USEARCH manual

QIIME closed-reference OTU picking

QIIME closed--reference OTU picking
The QIIME reference-based OTU picking strategies are described in Rideout et al. 2014. Closed-reference is described as follows:

"In closed-reference OTU picking, input sequences are aligned to pre-defined cluster centroids in a reference database. If the input sequence does not match any reference sequence at a user-defined percent identity threshold [default 97%], that sequence is excluded."

Claimed advantages of closed-reference
Rideout et al. claim that closed-reference OTUs 1. give accurate taxonomy assignment and 2. can be used to compare different regions of the same gene:

"{Closed reference picking] has the convenient feature that, because OTUs are defined by a pre-existing reference, there are typically high-quality taxonomic assignments for each OTU, and a high-quality phylogenetic tree, often based on full-length sequences rather than fragments, exists and describes the relationships among those OTUs. Furthermore, because input sequences are not compared directly to one another, but rather to an external reference, the input sequences need not overlap. This is essential, for example, if performing a meta-analysis including sequences derived from different amplification products of the same marker gene, such as the V2 and V4 regions of the 16S rRNA."

Claim 1: Closed-ref typically gives high-quality OTU taxonomy assignments
The database used by QIIME for closed-reference picking is constructed by clustering full-length 16S sequences in Greengenes at 97% identity. All Greengenes sequences have taxonomy assignments, but the large majority of these sequences are not derived from well-characterized strains. Most taxonomies are assigned by a combination of computational and manual analysis. In fact, the Greengenes taxonomy is defined by these assignments and therefore cannot be wrong! So what is the real biological content of this claim?

Even if we accept that a reference sequence has a "high-quality taxonomic assignment", then it does not follow that the reads assigned to the corresponding OTU have the same taxonomy. All we know for sure is that the read has an alignment with at least 97% identity to that sequence. It could belong to a different species, genus or even family -- it is not unusual for members of different genera or (less often) different families to have identity of 97% across one or two hyper-variable regions.
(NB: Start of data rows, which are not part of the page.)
PR #8694, opened 2026-03-31
AK: Remove null state from StringView & Utf16View

shannonbooth:


Libraries/LibCore/System.cpp
gmta, line 1: Commit messages have a typo: uneeded -> unneeded

shannonbooth: Honestly I just forgot how to spell that!

PR #8698, opened 2026-03-31
LibWeb/WebSockets: Prevent opening WebSockets after we've tried to close them

AtkinsSJ:
I had Claude analyse the [recent flake](https://wpt.fyi/results/websockets/constructor/004.html%3Fwpt_flags%3Dh2?diff&filter=ADC&run_id=6249035316068352&run_id=5149340212658176) on `https://wpt.live/websockets/constructor/004.html?wpt_flags=h2` and it identified this race condition, and the fact we didn't reject empty-string protocol names. So I've implemented fixes for both.

The race condition is that we connect websockets in the callback for when DNS lookup resolves. If that takes a little while, it's possible for JS to already discard the WebSocket, and try to close it. But the internal WebSocket object doesn't exist yet, making that a no-op. Then when the DNS lookup did complete, it was blissfully unaware that the attempted close happened, and would just connect the new websocket. My fix is to separately track which sockets are pending connection, and then we can use that to report the early close, and avoid connecting the websocket at all in that case.

It noted that there are a few FIXMEs related to closing websockets which we could do with solving, but this fix (of not *creating* the unwanted websockets) should be enough to solve the race condition. It also noted we never remove anything from `m_websockets`, but I don't know if that causes issues in practice.

This isn't my area so there could be silly mistakes here but it seems sound to me.

### DIFF
--- a/Services/RequestServer/ConnectionFromClient.cpp
+++ b/Services/RequestServer/ConnectionFromClient.cpp
@@ -355,6 +355,7 @@ void ConnectionFromClient::remove_cache_entries_accessed_since(UnixDateTime sinc
 void ConnectionFromClient::websocket_connect(u64 websocket_id, URL::URL url, ByteString origin, Vector<ByteString> protocols, Vector<ByteString> extensions, Vector<HTTP::Header> additional_request_headers)
 {
     auto host = url.serialized_host().to_byte_string();
+    m_pending_websockets.set(websocket_id);
 
     m_resolver->dns.lookup(host, DNS::Messages::Class::IN, { DNS::Messages::ResourceType::A, DNS::Messages::ResourceType::AAAA })
         ->when_rejected([this, websocket_id](auto const& error) {
@@ -367,6 +368,10 @@ void ConnectionFromClient::websocket_connect(u64 websocket_id, URL::URL url, Byt
                 async_websocket_errored(websocket_id, static_cast<i32>(Requests::WebSocket::Error::CouldNotEstablishConnection));
                 return;
             }
+
+            // Don't connect the websocket if we already requested to close it before the DNS lookup completed.
+            if (!m_pending_websockets.remove(websocket_id))
+                return;
 
             WebSocket::ConnectionInfo connection_info(move(url));
             connection_info.set_origin(move(origin));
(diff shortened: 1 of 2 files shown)


shannonbooth:
The WPT does have a dependency on wpt.live running local tests

Though as  I wonder with the changes in #8540 with wpttools python infra we could probably hook this up to our local test server (i might look into it)

maybe we just dont mind about depending on wpt.live though

AtkinsSJ:
Oh whoops, I missed that. I'm happy to drop the import.

AtkinsSJ:
Changes: Removed the test import, and rebased to take advantage of less flakes as of #8703 (hopefully)

Services/RequestServer/ConnectionFromClient.cpp
```diff
@@ -368,6 +369,11 @@ void ConnectionFromClient::websocket_connect(u64 websocket_id, URL::URL url, Byt
                 return;
             }
 
+            // Don't connect the websocket if we already requested to close it before the DNS lookup completed.
+            if (m_pending_websockets.get(websocket_id) != WebSocket::ReadyState::Connecting)
```
gmta: We don't actually need to track the websocket's ReadyState; we could just have a `HashTable<u64> m_pending_websocket_ids` and `.remove()` it in `::websocket_close()` to have the same effect right?

AtkinsSJ: True! I think I assumed there'd be more to it when I started with that. I'll simplify it.

AtkinsSJ:
Rebased, and replaced the pending-websockets hashmap with a hashtable, because it's a binary "is this websocket pending connection or not?" state.

Services/RequestServer/ConnectionFromClient.cpp
```diff
@@ -368,6 +369,11 @@ void ConnectionFromClient::websocket_connect(u64 websocket_id, URL::URL url, Byt
                 return;
             }
 
+            // Don't connect the websocket if we already requested to close it before the DNS lookup completed.
+            if (!m_pending_websockets.contains(websocket_id))
+                return;
+            m_pending_websockets.remove(websocket_id);
```
gmta: Tiny simplification: `.remove(..)` already returns `false` if the value did not exist.

```cpp
if (!m_pending_websockets.remove(websocket_id))
    return;
```

AtkinsSJ: Yup! That's even better, thanks

PR #8704, opened 2026-03-31
UI/Qt: Add Ctrl+Tab and Ctrl+Shift+Tab for tab navigation

j-stechmann:
In addition to Ctrl+PageDown and Ctrl+PageUp, also support Ctrl+Tab and Ctrl+Shift+Tab to switch between browser tabs. This is the common behavior in other browsers.


j-stechmann:
Thank you :D

Some of the CI did fail, sadly.

avbdr:
@j-stechmann maybe you can add space to work same way as a page down too?

j-stechmann:
@avbdr That sounds like a good idea to me, but the tab switching was just a thing that bothered me so I fixed it myself.
If pressing space to scroll on a page not working is something that bothers you, maybe you can contribute it yourself? :)

PR #9001, opened 2026-04-20
LibWeb+LibWebView: Convert `about:version` to a proper WebUI

trflynn89:
Passing the browser command line and executable path to every WebContent process just in case we load `about:version` always felt a bit weird. We now use the WebUI framework to load this information on demand.

### DIFF
--- a/Base/res/ladybird/about-pages/version.html
+++ b/Base/res/ladybird/about-pages/version.html
@@ -3,7 +3,6 @@
     <head>
         <meta charset="UTF-8" />
         <meta name="color-scheme" content="light dark" />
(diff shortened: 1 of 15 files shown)


shannonbooth:
somewhat related thought I got, but will WebUI mean we can eventually remove the need for resource scheme URLs as web ui becomes the new mechanism for this always?

trflynn89:
Probably not, we use `resource://` to load all kinds of things (web resources, fonts, config files, etc). But we will (sooner than later IMO) want to move all resource/file loading out of WebContent and into the UI process to lock it down.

Benchmark results show that the QIIME "-m uclust" method, which is used by assign_taxonomy.py and pick_closed_reference_otus.py, has an error rate which is typically in the range 50% to 80%; see benchmark results here (the "QIIME" entries in these tables show results for the "-m uclust" method).

Claim 2: Closed-ref enables meta-analysis of different gene segments
Testing on Greengenes sequence fragments shows that fragments of the same gene are assigned to different OTUs by QIIME closed-ref in a large majority of cases (85%).

This matters in practice -- test results on HMP samples shows that the similarity (weighted Jaccard index) of closed-ref OTU sets from identical samples but different V-regions is less than 10% in all cases, and in one case is only 0.9%! By contrast, OTUs constructed from the same reads using the UTAX algorithm have 67% to 85% similarity across different V-regions.